Collect all lines containing the word "already" from the data.

(Stored data entries)
□ □ □ □
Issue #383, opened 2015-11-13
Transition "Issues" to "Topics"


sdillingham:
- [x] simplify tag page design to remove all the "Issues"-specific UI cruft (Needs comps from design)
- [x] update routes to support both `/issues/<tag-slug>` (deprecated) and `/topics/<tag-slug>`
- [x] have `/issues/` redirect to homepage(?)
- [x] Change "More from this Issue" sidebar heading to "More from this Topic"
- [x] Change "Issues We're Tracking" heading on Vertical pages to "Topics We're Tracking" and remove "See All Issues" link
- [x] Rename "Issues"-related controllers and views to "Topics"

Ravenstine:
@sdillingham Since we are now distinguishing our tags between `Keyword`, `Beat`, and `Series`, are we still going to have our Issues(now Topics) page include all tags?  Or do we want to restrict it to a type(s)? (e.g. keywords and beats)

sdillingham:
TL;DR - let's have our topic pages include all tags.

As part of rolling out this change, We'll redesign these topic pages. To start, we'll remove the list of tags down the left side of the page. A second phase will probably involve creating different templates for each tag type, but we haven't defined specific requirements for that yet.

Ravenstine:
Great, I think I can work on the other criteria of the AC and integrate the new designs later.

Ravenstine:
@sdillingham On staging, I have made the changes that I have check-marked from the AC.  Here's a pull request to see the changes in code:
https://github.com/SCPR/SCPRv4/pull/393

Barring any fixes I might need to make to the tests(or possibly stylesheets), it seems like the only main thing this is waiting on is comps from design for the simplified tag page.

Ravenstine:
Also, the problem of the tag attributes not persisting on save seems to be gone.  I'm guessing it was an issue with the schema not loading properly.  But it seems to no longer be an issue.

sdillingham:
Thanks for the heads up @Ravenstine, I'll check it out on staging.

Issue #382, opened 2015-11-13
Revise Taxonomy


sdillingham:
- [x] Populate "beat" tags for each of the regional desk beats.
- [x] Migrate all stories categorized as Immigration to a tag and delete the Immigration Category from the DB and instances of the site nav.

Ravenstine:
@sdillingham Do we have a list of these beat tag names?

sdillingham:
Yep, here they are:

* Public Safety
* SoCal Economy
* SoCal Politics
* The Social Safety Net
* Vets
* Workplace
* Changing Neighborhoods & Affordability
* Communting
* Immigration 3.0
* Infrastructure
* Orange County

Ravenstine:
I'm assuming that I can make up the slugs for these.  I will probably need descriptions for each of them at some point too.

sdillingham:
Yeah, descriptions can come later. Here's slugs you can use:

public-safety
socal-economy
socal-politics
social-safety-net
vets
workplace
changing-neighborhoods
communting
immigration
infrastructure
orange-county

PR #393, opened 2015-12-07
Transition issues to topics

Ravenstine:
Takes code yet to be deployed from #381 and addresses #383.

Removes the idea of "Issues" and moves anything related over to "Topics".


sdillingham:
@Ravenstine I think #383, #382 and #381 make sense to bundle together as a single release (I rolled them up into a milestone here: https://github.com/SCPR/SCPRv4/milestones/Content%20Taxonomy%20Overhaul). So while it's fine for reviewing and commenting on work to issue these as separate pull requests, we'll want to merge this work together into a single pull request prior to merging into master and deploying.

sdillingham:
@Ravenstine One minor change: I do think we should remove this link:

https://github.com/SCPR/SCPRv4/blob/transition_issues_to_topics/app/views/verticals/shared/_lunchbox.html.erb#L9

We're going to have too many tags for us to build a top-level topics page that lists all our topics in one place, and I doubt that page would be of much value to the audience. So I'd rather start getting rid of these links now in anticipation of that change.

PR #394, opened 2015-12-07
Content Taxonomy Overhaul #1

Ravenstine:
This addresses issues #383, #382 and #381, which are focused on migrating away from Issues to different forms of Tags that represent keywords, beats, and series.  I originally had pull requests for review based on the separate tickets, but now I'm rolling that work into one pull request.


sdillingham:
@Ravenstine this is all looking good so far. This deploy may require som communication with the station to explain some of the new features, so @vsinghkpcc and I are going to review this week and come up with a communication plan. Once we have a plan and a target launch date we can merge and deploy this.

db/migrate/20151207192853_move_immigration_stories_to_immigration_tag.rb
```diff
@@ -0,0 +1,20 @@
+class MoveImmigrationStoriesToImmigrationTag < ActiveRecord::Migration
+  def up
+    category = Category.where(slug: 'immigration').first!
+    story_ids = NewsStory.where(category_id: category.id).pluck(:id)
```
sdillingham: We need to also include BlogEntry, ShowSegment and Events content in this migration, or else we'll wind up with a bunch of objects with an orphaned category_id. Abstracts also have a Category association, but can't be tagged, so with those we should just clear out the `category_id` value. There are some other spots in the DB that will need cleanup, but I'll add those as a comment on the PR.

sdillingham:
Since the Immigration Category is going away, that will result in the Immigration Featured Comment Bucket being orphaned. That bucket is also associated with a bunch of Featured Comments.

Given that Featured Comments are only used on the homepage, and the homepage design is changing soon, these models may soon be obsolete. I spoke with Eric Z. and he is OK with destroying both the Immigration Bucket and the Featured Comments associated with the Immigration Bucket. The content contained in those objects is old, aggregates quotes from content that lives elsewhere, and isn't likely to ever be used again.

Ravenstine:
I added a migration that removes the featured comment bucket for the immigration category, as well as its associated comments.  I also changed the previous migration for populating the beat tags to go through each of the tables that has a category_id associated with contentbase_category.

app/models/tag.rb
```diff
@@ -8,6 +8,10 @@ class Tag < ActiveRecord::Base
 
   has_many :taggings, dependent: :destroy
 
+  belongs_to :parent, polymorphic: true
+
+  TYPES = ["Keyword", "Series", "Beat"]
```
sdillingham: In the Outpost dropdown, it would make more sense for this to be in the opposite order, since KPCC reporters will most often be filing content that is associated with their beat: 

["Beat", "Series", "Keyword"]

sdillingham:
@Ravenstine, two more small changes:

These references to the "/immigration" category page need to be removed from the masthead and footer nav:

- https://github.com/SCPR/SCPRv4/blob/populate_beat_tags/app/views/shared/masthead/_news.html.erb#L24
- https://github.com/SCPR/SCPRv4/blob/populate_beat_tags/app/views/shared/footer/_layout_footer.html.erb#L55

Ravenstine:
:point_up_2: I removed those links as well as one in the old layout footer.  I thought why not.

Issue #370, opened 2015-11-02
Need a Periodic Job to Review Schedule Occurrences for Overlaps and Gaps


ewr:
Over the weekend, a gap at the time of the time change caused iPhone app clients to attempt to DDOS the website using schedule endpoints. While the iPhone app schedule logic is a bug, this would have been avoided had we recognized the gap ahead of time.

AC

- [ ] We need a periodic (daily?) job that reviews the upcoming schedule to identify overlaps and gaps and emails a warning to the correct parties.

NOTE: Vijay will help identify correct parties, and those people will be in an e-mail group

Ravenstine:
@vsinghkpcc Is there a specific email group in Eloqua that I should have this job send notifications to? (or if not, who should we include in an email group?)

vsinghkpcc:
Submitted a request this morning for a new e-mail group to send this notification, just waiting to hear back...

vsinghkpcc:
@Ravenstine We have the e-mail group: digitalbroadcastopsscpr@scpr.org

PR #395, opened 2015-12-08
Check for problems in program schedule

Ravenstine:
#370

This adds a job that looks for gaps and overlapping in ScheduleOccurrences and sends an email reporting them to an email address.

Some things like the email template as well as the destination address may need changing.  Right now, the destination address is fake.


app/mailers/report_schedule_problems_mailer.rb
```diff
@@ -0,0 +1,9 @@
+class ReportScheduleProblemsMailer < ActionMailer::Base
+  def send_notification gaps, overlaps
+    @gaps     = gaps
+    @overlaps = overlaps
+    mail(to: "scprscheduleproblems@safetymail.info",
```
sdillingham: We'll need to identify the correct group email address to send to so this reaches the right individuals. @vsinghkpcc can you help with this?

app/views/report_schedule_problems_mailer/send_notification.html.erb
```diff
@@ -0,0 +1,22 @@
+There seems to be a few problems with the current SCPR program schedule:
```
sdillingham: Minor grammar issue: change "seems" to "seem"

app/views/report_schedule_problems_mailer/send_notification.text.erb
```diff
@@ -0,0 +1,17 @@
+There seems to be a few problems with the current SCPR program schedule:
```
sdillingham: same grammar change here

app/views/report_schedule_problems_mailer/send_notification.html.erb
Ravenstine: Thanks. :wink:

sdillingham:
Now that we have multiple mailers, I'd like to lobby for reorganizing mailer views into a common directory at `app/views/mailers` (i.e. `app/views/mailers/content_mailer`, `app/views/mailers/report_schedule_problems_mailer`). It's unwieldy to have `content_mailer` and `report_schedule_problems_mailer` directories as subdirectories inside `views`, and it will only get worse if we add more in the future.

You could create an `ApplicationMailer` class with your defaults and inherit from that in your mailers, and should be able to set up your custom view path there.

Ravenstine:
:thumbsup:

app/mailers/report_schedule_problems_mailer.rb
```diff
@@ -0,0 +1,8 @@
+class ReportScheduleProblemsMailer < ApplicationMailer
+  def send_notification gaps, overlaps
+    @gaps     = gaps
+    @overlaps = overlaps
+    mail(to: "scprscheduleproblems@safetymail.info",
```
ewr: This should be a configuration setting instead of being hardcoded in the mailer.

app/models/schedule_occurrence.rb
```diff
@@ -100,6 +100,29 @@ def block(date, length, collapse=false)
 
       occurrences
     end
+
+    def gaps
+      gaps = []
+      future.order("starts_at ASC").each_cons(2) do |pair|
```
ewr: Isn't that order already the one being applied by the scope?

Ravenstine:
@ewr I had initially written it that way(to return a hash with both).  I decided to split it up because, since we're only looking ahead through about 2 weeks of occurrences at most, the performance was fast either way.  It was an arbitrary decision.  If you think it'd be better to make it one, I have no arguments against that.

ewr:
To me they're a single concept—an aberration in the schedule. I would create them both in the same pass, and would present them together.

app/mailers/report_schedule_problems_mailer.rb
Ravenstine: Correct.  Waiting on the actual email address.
□ □ □ □
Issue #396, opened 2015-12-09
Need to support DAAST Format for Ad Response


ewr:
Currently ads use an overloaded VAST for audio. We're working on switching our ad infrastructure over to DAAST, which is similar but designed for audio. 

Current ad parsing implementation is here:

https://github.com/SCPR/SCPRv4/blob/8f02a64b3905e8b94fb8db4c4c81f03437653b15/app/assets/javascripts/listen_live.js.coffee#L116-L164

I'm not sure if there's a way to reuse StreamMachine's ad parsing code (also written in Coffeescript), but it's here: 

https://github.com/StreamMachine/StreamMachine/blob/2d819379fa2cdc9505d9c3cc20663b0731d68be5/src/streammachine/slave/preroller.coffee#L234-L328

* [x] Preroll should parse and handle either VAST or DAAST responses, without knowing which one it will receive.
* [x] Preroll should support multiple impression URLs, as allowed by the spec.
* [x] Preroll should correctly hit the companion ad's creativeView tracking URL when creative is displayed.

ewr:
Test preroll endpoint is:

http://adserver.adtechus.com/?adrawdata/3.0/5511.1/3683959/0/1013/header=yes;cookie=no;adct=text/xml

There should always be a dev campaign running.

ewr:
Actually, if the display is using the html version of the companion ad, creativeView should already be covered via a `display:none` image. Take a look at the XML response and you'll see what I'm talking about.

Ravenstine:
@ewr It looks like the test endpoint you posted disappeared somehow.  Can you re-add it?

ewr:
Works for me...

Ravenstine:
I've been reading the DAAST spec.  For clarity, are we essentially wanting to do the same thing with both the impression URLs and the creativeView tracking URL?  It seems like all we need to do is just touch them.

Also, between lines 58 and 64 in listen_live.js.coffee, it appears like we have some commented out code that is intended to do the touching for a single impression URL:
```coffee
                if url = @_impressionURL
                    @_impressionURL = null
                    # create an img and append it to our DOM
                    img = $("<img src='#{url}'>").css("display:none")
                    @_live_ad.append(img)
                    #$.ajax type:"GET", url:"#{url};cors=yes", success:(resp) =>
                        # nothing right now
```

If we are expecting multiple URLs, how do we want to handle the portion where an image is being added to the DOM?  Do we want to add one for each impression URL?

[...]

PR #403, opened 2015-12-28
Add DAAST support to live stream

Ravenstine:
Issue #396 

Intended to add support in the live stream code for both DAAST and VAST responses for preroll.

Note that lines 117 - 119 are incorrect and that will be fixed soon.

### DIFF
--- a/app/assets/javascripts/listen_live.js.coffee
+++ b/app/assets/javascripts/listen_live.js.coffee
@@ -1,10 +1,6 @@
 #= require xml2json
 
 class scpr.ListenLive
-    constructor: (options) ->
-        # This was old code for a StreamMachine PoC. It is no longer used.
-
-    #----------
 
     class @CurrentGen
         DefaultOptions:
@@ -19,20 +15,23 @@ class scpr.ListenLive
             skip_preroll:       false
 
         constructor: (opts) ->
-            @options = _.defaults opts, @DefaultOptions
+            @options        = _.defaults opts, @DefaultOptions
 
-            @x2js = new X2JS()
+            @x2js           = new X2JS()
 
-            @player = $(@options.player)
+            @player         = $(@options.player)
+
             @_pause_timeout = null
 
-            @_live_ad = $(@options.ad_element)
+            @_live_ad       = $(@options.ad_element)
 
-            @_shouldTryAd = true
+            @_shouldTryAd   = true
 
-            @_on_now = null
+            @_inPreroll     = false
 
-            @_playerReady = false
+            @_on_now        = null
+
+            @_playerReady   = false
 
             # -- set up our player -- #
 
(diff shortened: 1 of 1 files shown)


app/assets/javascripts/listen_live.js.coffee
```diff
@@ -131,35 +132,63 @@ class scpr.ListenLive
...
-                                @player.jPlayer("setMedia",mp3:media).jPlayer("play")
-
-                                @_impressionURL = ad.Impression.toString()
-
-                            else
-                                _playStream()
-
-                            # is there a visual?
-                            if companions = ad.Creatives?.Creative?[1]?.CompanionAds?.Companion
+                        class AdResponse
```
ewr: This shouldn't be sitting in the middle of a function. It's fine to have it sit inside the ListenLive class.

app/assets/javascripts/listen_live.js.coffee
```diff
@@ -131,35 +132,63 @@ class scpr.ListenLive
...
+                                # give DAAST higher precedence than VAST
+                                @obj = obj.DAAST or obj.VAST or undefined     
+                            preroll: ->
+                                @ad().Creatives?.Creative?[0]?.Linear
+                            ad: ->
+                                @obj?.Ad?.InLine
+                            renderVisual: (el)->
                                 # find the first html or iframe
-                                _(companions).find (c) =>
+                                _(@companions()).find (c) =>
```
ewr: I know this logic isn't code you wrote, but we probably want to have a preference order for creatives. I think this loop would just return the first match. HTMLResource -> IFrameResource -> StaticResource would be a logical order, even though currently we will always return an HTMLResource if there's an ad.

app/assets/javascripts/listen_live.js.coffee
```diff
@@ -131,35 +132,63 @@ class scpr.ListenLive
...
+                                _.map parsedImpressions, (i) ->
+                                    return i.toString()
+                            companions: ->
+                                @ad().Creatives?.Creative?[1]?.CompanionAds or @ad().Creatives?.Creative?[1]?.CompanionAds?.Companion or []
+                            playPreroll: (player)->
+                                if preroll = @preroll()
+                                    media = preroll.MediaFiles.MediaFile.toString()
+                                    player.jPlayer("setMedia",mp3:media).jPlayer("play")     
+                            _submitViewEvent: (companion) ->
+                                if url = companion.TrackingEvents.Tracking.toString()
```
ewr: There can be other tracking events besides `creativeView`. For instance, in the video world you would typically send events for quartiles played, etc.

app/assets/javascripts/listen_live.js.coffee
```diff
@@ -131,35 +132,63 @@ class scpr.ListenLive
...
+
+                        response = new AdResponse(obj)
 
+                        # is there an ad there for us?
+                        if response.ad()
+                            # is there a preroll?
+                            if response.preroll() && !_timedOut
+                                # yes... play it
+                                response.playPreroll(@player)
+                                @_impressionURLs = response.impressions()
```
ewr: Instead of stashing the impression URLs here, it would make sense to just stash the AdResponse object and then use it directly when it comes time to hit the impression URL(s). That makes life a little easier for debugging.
□ □ □ □
The answer:
ewr: Isn't that order already the one being applied by the scope?
Actually, if the display is using the html version of the companion ad, creativeView should already be covered via a `display:none` image. Take a look at the XML response and you'll see what I'm talking about.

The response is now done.